Start of Dataset entries
Issue #1100, opened 2019-10-31
An error "Malformed token" occur if DeviceID has Semicolon (e.g., X:1234;X:12;X:123456789)


wachi-yoshitaka:
An error "Malformed token" occured when access to IoTEdge via DPS (Individual Enrollments, X.509).
I specify DeviceID which has Semicolon (e.g., X:1234;X:12;X:123456789) to DPS as 'IoT Hub Device ID'.

The following is the code which is occured the error.

https://github.com/Azure/azure-iot-sdk-csharp/blob/41ae9b00c8d41f6829873714a07a4b0abdb49ea1/iothub/device/src/Common/Extensions/CommonExtensions.cs#L67

timtay-microsoft:
Right now, the SDK uses semicolons as delimiters when parsing connection strings, so when semicolons are in the device id itself, the SDK throws this exception.

That being said, IoT Hub does allow for device ids to contain semicolons, so this behavior from the SDK is incorrect. We'll have to rethink how we parse these connection strings.

timtay-microsoft:
The PR that you provided has now been merged into our master branch. Thanks for the contribution! I'll update this thread again once we have released a version of the SDK that contains this fix.

wachi-yoshitaka:
Thanks.

PR #1110, opened 2019-11-09
Fix for github issue #1100

wachi-yoshitaka:
Fixed an issue which is occurring 'Malformed Token' when specified device id has a semicolon.

This is not the best way.
Because, if device id is specified similar to 'connection string' (has both a semicolon and an equal sign), the code still has problems.
However, in the case that device id has one of a semicolon and an equal sign, the fix is helpful.

## Checklist

### DIFF
--- a/iothub/device/src/Common/Extensions/CommonExtensions.cs
+++ b/iothub/device/src/Common/Extensions/CommonExtensions.cs
@@ -68,7 +68,7 @@ namespace Microsoft.Azure.Devices.Client.Extensions
                         (m.NextMatch().Success ? m.NextMatch().Index : valuePairString.Length) - (m.Index + m.Value.Length))
                 });
 
-            if (parts.Any(p => p.Length != 2))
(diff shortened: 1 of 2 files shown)


timtay-microsoft:
Can you provide a few unit tests around this scenario? The DeviceClientConnectionStringTests class should be a good place to test connection strings where the deviceId contains semicolons

wachi-yoshitaka:
I have modified the unit tests.
I added a semicolon to the device id of the unit test.

I checked the following.
- The source code before fix gets NG as result of unit test.
- The source code after fix gets OK as result of unit test.

timtay-microsoft:
These unit tests look good, now. I'll work to get this merged in soon. Thanks for the PR!

timtay-microsoft:
I will also need you to sign the Contributor License Agreement before I can merge this in, if you haven't already

wachi-yoshitaka:
Thanks.
I have signed the CLA.

Issue #1122, opened 2019-11-15
RegistryManager.GetTwinAsync throws exceptions


hanabi1224:
Message: 
    Microsoft.Azure.Devices.Common.Exceptions.IotHubException : Error converting value 1/1/0001 12:00:00 AM +00:00 to type 'System.DateTime'. Path 'statusUpdateTime', line 1, position 142.
      ----> Newtonsoft.Json.JsonSerializationException : Error converting value 1/1/0001 12:00:00 AM +00:00 to type 'System.DateTime'. Path 'statusUpdateTime', line 1, position 142.
      ----> System.InvalidCastException : Object must implement IConvertible.
  Stack Trace: 
    HttpClientHelper.ExecuteAsync(HttpClient httpClient, HttpMethod httpMethod, Uri requestUri, Func`3 modifyRequestMessageAsync, Func`2 isMappedToException, Func`3 processResponseMessageAsync, IDictionary`2 errorMappingOverrides, CancellationToken cancellationToken)
    HttpClientHelper.GetAsync[T](Uri requestUri, TimeSpan operationTimeout, IDictionary`2 errorMappingOverrides, IDictionary`2 customHeaders, Boolean throwIfNotFound, CancellationToken cancellationToken)
    AzureIoTUtils.GetTwinAsync(String deviceId) line 41
    AzureIoTUtilsTests.TestGetTwinAsync(String deviceId) line 33
    GenericAdapter`1.BlockUntilCompleted()
    NoMessagePumpStrategy.WaitForCompletion(AwaitAdapter awaitable)
    AsyncToSyncAdapter.Await(Func`1 invoke)
    TestMethodCommand.RunTestMethod(TestExecutionContext context)
    TestMethodCommand.Execute(TestExecutionContext context)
End of Dataset entries
- _Problem_
Check every line above for the word "before" and copy those that have it.

- _Exercise solution_
- The source code before fix gets NG as result of unit test.
I will also need you to sign the Contributor License Agreement before I can merge this in, if you haven't already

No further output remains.